Opreto supported the work through several key initiatives.
Designing architecture to support required data workflows
Opreto helped design a unified system to manage high volumes of image data and make it accessible across teams.
- Images routed from production into a server-based environment
- Browser-based access for labeling and review
- No file transfers or local storage dependencies
- Reduced versioning issues and manual coordination
"Everything lives and persists on the server, and it's much easier to manage."
Director of Engineering
Establishing a scalable, containerized platform
Opreto set up a service-based architecture designed to scale with the team's AI workflows.

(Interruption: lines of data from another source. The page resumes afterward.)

PR #298, opened 2023-02-12
`ENH` add metric frame

### LINKED ISSUE #278: Helper to add fairlearn's MetricFrame to the model card
One can easily disaggregate metrics by sensitive attribute or arbitrary groups using fairlearn's [`MetricFrame`](https://fairlearn.org/v0.8/api_reference/fairlearn.metrics.html#fairlearn.metrics.MetricFrame). It'd be nice for a user to be able to easily add that to a model card.

Example usage of a MetricFrame looks like:

```py
from fairlearn.metrics import MetricFrame, selection_rate
from sklearn.metrics import accuracy_score
import pandas as pd
y_true = [1,1,1,1,1,0,0,1,1,0]
y_pred = [0,1,1,1,1,0,0,0,1,1]
sex = ['Female']*5 + ['Male']*5
metrics = {"selection_rate": selection_rate}
mf1 = MetricFrame(
     metrics=metrics,
     y_true=y_true,
     y_pred=y_pred,
     sensitive_features=sex)
```
The reported metric can be any sklearn score or a fairlearn metric.

lazarust:
Closes #278

### DIFF
--- a/docs/changes.rst
+++ b/docs/changes.rst
@@ -11,7 +11,9 @@ skops Changelog
 
 v0.6
 ----
-- Added tabular regression example. :pr: `254` by `Thomas Lazarus`
+- Added tabular regression example. :pr:`254` by `Thomas Lazarus`_.
+- Added a new function :func:`skops.card.Card.add_metric_frame` to help users
+  add metrics to their model cards. :pr:`298` by `Thomas Lazarus`_.
 
 v0.5
 ----
--- a/docs/changes.rst
+++ b/docs/changes.rst
@@ -11,11 +11,11 @@ skops Changelog
 
 v0.6
 ----
-- Added tabular regression example. :pr:`254` by `Thomas Lazarus <lazarust>`.
+- Added tabular regression example. :pr:`254` by :user:`Thomas Lazarus <lazarust>`.
 - All public ``scipy.special`` ufuncs (Universal Functions) are trusted by default
   by :func:`.io.load`. :pr:`295` by :user:`Omar Arab Oghli <omar-araboghli>`.
 - Add a new function :func:`skops.card.Card.add_metric_frame` to help users
-  add metrics to their model cards. :pr:`298` by `Thomas Lazarus <lazarust>`
+  add metrics to their model cards. :pr:`298` by :user:`Thomas Lazarus <lazarust>`
 - Add example of using model card without the skops template. :pr:`291` by
   `Benjamin Bossan`_.
 
--- a/docs/changes.rst
+++ b/docs/changes.rst
@@ -11,11 +11,11 @@ skops Changelog
 
 v0.6
 ----
-- Added tabular regression example. :pr:`254` by `Thomas Lazarus`_.
+- Added tabular regression example. :pr:`254` by `Thomas Lazarus <lazarust>`.
 - All public ``scipy.special`` ufuncs (Universal Functions) are trusted by default
   by :func:`.io.load`. :pr:`295` by :user:`Omar Arab Oghli <omar-araboghli>`.
 - Added a new function :func:`skops.card.Card.add_metric_frame` to help users
-  add metrics to their model cards. :pr:`298` by `Thomas Lazarus`_.
+  add metrics to their model cards. :pr:`298` by `Thomas Lazarus <lazarust>`
 
 v0.5
 ----
--- a/skops/_min_dependencies.py
+++ b/skops/_min_dependencies.py
@@ -32,6 +32,7 @@ dependent_packages = {
     "xgboost": ("1.6", "tests", None),
     # TODO: remove condition when catboost supports python 3.11
     "catboost": ("1.0", "tests", "python_version < '3.11'"),
+    "fairlearn": ("0.8.0", "tests", None),
 }
 
 
--- a/skops/_min_dependencies.py
+++ b/skops/_min_dependencies.py
@@ -32,7 +32,7 @@ dependent_packages = {
     "xgboost": ("1.6", "tests", None),
     # TODO: remove condition when catboost supports python 3.11
     "catboost": ("1.0", "tests", "python_version < '3.11'"),
-    "fairlearn": ("0.8.0", "docs, tests", None),
+    "fairlearn": ("0.7.0", "docs, tests", None),
 }
 
 
--- a/skops/_min_dependencies.py
+++ b/skops/_min_dependencies.py
@@ -32,7 +32,7 @@ dependent_packages = {
     "xgboost": ("1.6", "tests", None),
     # TODO: remove condition when catboost supports python 3.11
     "catboost": ("1.0", "tests", "python_version < '3.11'"),
-    "fairlearn": ("0.8.0", "tests", None),
+    "fairlearn": ("0.8.0", "docs, tests", None),
 }
 
 
--- a/skops/card/_model_card.py
+++ b/skops/card/_model_card.py
@@ -1155,7 +1155,8 @@ class Card:
         transpose=True,
     ) -> Card:
         """
-        Add a :class:`fairlearn.metrics.MetricFrame` table to the model card.
+        Add a :class:`fairlearn.metrics.MetricFrame` table to the model card. The table contains
+        the difference, group_ma, group_min, and ratio for each metric.
 
         Parameters
         ----------
--- a/skops/card/_model_card.py
+++ b/skops/card/_model_card.py
@@ -1148,6 +1148,45 @@ class Card:
 
         return self
 
+    def add_fairlearn_metric_frame(
+        self,
+        metric_frame,
+        table_name: str = "Fairlearn MetricFrame Table",
+        transpose=True,
+    ) -> Card:
+        """
+        Add a Fairlearn MetricFrame table to the model card.
+
+        Parameters
+        ----------
+        metric_frame: MetricFrame
+            :func:`fairlearn.MetricFrame`.
+
+        transpose: bool, default=True
+            Whether to transpose the table or not.
+
+        table_name: str
+            The desired name of the table section in the model card.
+
+        Returns
+        -------
+        self: Card
+            The model card with the metric frame added.
+        """
+        frame_dict = {
+            "difference": metric_frame.difference(),
+            "group_max": metric_frame.group_max(),
+            "group_min": metric_frame.group_min(),
+            "ratio": metric_frame.ratio(),
+        }
+
+        if transpose is True:
+            pd = import_or_raise("pandas", "Pandas is used to pivot the table.")
+
+            frame_dict = pd.DataFrame(frame_dict).T
+
+        return self.add_table(folded=True, **{table_name: frame_dict})
+
     def _add_metrics(
         self,
         section: str,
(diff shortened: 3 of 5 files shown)


lazarust:
@BenjaminBossan I feel I should write a test for this, but I'm unsure where it should go. I was thinking of `skops/card/tests/test_card.py` inside the `TestTableSection` class. Thoughts? Is there somewhere else it would be better?

skops/card/_model_card.py
```diff
@@ -11,6 +11,7 @@
 from typing import Any, Iterator, Literal, Protocol, Sequence, Union
 
 import joblib
+from fairlearn.metrics import MetricFrame
```
BenjaminBossan, line 14: We should not import fairlearn at the top level, since it would mean that it's a required dependency. It should be imported inside the corresponding method, similar to how you import pandas there.

However, you should not import them directly, but use the helper function we introduced, like here: https://github.com/skops-dev/skops/blob/b324b8d3689037eda6f1a6b1b9650e7eda7dab64/skops/card/_model_card.py#L1130

skops/card/_model_card.py
```diff
@@ -1308,3 +1309,56 @@ def render(self) -> str:
             sections inserted.
         """
         return "\n".join(self._generate_card())
+
+    def add_metric_frame(
+        self, metrics: dict, y_true, y_pred, sensitive_features, pivot=True
+    ) -> Card:
+        """
+        Add a metric frame table to the model card.
```
BenjaminBossan, line 1317: About the name `add_metric_frame`, I'm just wondering out loud if we can find a better name. For users who don't know fairlearn, the name could be very confusing, and the docstring "Add a metric frame table to the model card" doesn't add much.

BenjaminBossan (commented):
I didn't do a thorough review yet, just high level.

> I feel I should write a test for this, but I'm unsure where it should go. I was thinking of skops/card/tests/test_card.py inside the TestTableSection class. Thoughts? Is there somewhere else it would be better?

I think it would be best to add a completely new `TestAddMetricFrame`. You can take inspiration from other tests though.

BenjaminBossan:
@lazarust I see that there are some `black` issues. If you set up your dev environment with pre-commit hooks as described [here](https://github.com/skops-dev/skops/blob/main/CONTRIBUTING.rst#setting-up-the-dev-environment), they should be caught before committing.

lazarust:
@BenjaminBossan Thanks for the tip! Sorry, I missed that from the Contribution Guide. I'm currently working on making the tests. I'll ping you whenever it's ready again!

lazarust:
@BenjaminBossan This is ready for you to take a look at!

BenjaminBossan (changes requested):
Thanks a lot for this. I have a couple of code comments, but before considering those, I would like to discuss a bigger design decision.

Right now, the user more or less passes the arguments for `MetricFrame` to the `add_fairlearn_metric_frame` method, which takes care of creating the `MetricFrame` instance. I would propose to change this so that the user has to create the `MetricFrame` instance themselves, then pass it to `add_fairlearn_metric_frame` ("inversion of control"), which does not need to construct it but just takes care of creating and adding the table.

This approach is similar to [`add_permutation_importances`](https://github.com/skops-dev/skops/blob/3e1f138c5a7c12863ca263beb2804ceede07d35a/skops/card/_model_card.py#L1097), which takes the computed permutation importances as input, instead of computing them inside the method.

Why do I think this could be better? Here are a few reasons:

With the current implementation, the user loses control over the instantiation of `MetricFrame`. Therefore, if they want to use something like `control_features` or `sample_params`, it's not possible. Of course, we could add more parameters to the signature of `add_fairlearn_metric_frame`, but it only gets bigger and bigger that way, and we have to keep it up to date when fairlearn changes.

Another advantage of having the user pass the instance is that we don't need to import `fairlearn` inside the method. If a user creates that object, they have already imported `fairlearn`.

One more advantage is that if a user has a custom `MetricFrame` class, they can pass that to the method, whereas right now, it's impossible to use. For testing, we could even create a mock object instead of using a real `MetricFrame`, and then skops would have no dependency on fairlearn at all! But I think adding a test dependency is fine here.

A disadvantage of my proposal is that users have to do a little bit of extra work by instantiating the object themselves.

Overall, I think this price is worth paying. What do you think? If we decide to make this change and you refactor the code accordingly, then many of my comments are obsolete. I think you will see which ones.

lazarust:
@BenjaminBossan Thanks for the review! I haven't looked at your code comments yet since the decision of whether to pass in the parameters or a `MetricFrame` affects a lot of it. 

>  Of course, we could add more parameters to the signature of add_fairlearn_metric_frame, but it only gets bigger and bigger that way, and we have to keep it up to date when fairlearn changes.

I agree! I was thinking of that while writing the method but was unsure if that was something we wanted to do. 

I do wonder if we require users to install and import `fairlearn` on their own if this feature just won't be known/used as much. I could be completely off base on that, but it is a thought I have. We could add an example of using this or just add it to the existing examples. 

Beyond that, I don't really see too many disadvantages that would outway the advantages.  What're your thoughts?

BenjaminBossan:
> I do wonder if we require users to install and import `fairlearn` on their own if this feature just won't be known/used as much.

We would do that anyway, fairlearn would not be installed by default when installing skops. And even if it were, users don't just discover and try out random packages that were installed :)

> We could add an example of using this or just add it to the existing examples.

This + documenting it well are definitely the way to go for users to discover and use the feature.

> Beyond that, I don't really see too many disadvantages that would outway the advantages. What're your thoughts?

Great, I think we agree then.

skops/card/_model_card.py
```diff
@@ -1308,3 +1308,69 @@ def render(self) -> str:
...
         return "\n".join(self._generate_card())
+
+    def add_fairlearn_metric_frame(
+        self,
+        metric_dict: dict,
+        y_true,
+        y_pred,
+        sensitive_features,
+        table_name: str,
+        pivot=True,
```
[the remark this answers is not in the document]
lazarust: Hmmm, I guess we don't really need the `pivot` if we don't want to. 

So if we don't transpose it the table looks like: 
|                |   difference |   group_max |   group_min |   ratio |
|:---------------|-------------:|------------:|------------:|--------:|
| selection_rate |          0.4 |         0.8 |         0.4 |     0.5 |

But when transposing it looks like: 

|            |   selection_rate |
|:-----------|-----------------:|
| difference |              0.4 |
| group_max  |              0.8 |
| group_min  |              0.4 |
| ratio      |              0.5 |

Personally, I see the transposed version as more useful so we could just make that one the version of the table that is generated. What do you think?

I'm fine changing the name of the parameter to `transpose` if we decide to keep it.

lazarust:
@BenjaminBossan Thanks for explaining this! I think I've addressed/responded to most of your comments.

I still need to handle scalars from the `MetricFrame` and update the doc string.

BenjaminBossan:
Great, thanks, please ping Adrin and me once it's ready for review.

lazarust:
@BenjaminBossan and @adrinjalali This is ready to review again!!

docs/changes.rst
```diff
@@ -11,9 +11,11 @@ skops Changelog
 
 v0.6
 ----
-- Added tabular regression example. :pr: `254` by `Thomas Lazarus`
+- Added tabular regression example. :pr:`254` by `Thomas Lazarus <lazarust>`.
```
```suggestion
- Added tabular regression example. :pr:`254` by
  :user:`Thomas Lazarus <lazarust>`.
```

same for the other one

skops/_min_dependencies.py
```diff
@@ -32,6 +32,7 @@
     "xgboost": ("1.6", "tests", None),
     # TODO: remove condition when catboost supports python 3.11
     "catboost": ("1.0", "tests", "python_version < '3.11'"),
+    "fairlearn": ("0.8.0", "docs, tests", None),
```
adrinjalali, line 35:
```suggestion
    "fairlearn": ("0.7.0", "docs, tests", None),
```

This should work as well.

skops/card/tests/test_card.py
```diff
@@ -1593,3 +1594,48 @@ def test_visibility_with_card_save(self, card):
...
+        metric_frame = metrics.MetricFrame(
+            y_true=y_true, y_pred=y_pred, sensitive_features=sex, metrics=metric_dict
+        )
+        card.add_fairlearn_metric_frame(
+            metric_frame=metric_frame,
+            transpose=transpose,
+            table_name="Metric Frame Table",
+        )
+
+        actual_table = card.select("Metric Frame Table").content.format()
```
adrinjalali, line 1625: love how the new `select` makes it so much easier to test things.

skops/card/_model_card.py
```diff
@@ -1155,6 +1155,46 @@ def add_permutation_importances(
 
         return self
 
+    def add_fairlearn_metric_frame(
+        self,
+        metric_frame,
+        table_name: str = "Fairlearn MetricFrame Table",
+        transpose=True,
+    ) -> Card:
```
adrinjalali, line 1163: should we be adding a `description` to our `add_*` methods? From the user's perspective, it seems odd that it's tricky to add a description here for sections. I think it'd make sense for all of them to allow a description as well as a title. WDYT? also cc @skops-dev/maintainers

skops/card/_model_card.py
```diff
@@ -1155,6 +1155,46 @@ def add_permutation_importances(
...
+            Whether to transpose the table or not.
+
+        table_name: str
+            The desired name of the table section in the model card.
+
+        Returns
+        -------
+        self: Card
+            The model card with the metric frame added.
+        """
```
adrinjalali, line 1183:
```suggestion

	Notes
	--------
	You can check `fairlearn's documentation
	<https://fairlearn.org/v0.8/user_guide/assessment/index.html>`__ on how to
	work with `MetricFrame`s.
        """
```

adrinjalali (commented):
This looks pretty good to me, and we should probably incorporate it in our existing examples, but that could be a separate PR.

skops/card/_model_card.py
BenjaminBossan: Yes, I agree it would be good to have, some existing methods also don't have it, e.g. `add_table`. It's probably easier to have a separate PR where this argument is added.

BenjaminBossan (commented):
Not much to add from my side. I think the transpose feature could be implemented without pandas, but it's not a big deal, most users will probably have pandas installed anyway.

adrinjalali:
> I think the transpose feature could be implemented without pandas, but it's not a big deal, most users will probably have pandas installed anyway.

`fairlearn` depends on `pandas` anyway.

BenjaminBossan:
> `fairlearn` depends on `pandas` anyway.

I didn't even think about that, then forget what I said :)

skops/card/_model_card.py
lazarust: @adrinjalali For clarification, should I add the `description` argument to this method in this PR? Or do it in another one?

lazarust:
@adrinjalali and @BenjaminBossan Thanks for reviewing this! I've addressed all the comments except for one I needed clarification on.

skops/card/_model_card.py
adrinjalali: we can keep it for another PR as @BenjaminBossan suggested.

BenjaminBossan: One more thing: Could you please change the type annotation to return `-> Self`? This is a change we recently made on all the other methods as well.

BenjaminBossan (changes requested):
Fantastic, just this minor comment, then we can merge.

lazarust:
@BenjaminBossan I've addressed your comment! Sorry, it took me a couple of days to get to this.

Using Docker, APIs, and built-in monitoring tools, the platform connected data, training, and system operations in one place. It also introduced a new way of working for the internal team and created a foundation they could build on as new use cases emerge.
Connecting labeling, training, and deployment workflows
Opreto brought together previously disconnected steps into a single, continuous workflow:
- Access to images within the workflow
- One-click trigger for model training workflows
- Automated movement of outputs into a versioned model registry
- Ability to generate predictions and iterate on models quickly
- AI-assisted labeling using model predictions to accelerate annotation
"I labeled the images, hit train, and everything ended up in the right place. All the services were connected."
Director of Engineering
Developing collaboratively and enabling long-term ownership
Opreto worked closely with the internal team throughout the project, with shared visibility into progress and regular input from developers. Standups and reviews kept everyone aligned and helped catch issues early as the platform evolved. By the end, the team had the knowledge and confidence to maintain and extend the system on their own.